■ Exercise aim ■
What you return should be every record, retyped without a single change.

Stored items
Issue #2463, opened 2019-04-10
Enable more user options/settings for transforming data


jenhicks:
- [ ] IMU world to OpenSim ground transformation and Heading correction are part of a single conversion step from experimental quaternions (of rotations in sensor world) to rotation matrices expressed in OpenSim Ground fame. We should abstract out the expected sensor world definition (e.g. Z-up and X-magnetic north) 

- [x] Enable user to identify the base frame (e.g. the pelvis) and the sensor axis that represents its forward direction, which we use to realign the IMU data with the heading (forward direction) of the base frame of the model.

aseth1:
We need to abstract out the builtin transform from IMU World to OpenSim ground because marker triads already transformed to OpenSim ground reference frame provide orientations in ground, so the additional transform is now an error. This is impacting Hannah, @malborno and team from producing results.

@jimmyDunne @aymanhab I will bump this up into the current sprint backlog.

■ Completed task ■
Issue #2463, opened 2019-04-10
Enable more user options/settings for transforming data


jenhicks:
- [ ] IMU world to OpenSim ground transformation and Heading correction are part of a single conversion step from experimental quaternions (of rotations in sensor world) to rotation matrices expressed in OpenSim Ground fame. We should abstract out the expected sensor world definition (e.g. Z-up and X-magnetic north) 

- [x] Enable user to identify the base frame (e.g. the pelvis) and the sensor axis that represents its forward direction, which we use to realign the IMU data with the heading (forward direction) of the base frame of the model.

aseth1:
We need to abstract out the builtin transform from IMU World to OpenSim ground because marker triads already transformed to OpenSim ground reference frame provide orientations in ground, so the additional transform is now an error. This is impacting Hannah, @malborno and team from producing results.

@jimmyDunne @aymanhab I will bump this up into the current sprint backlog.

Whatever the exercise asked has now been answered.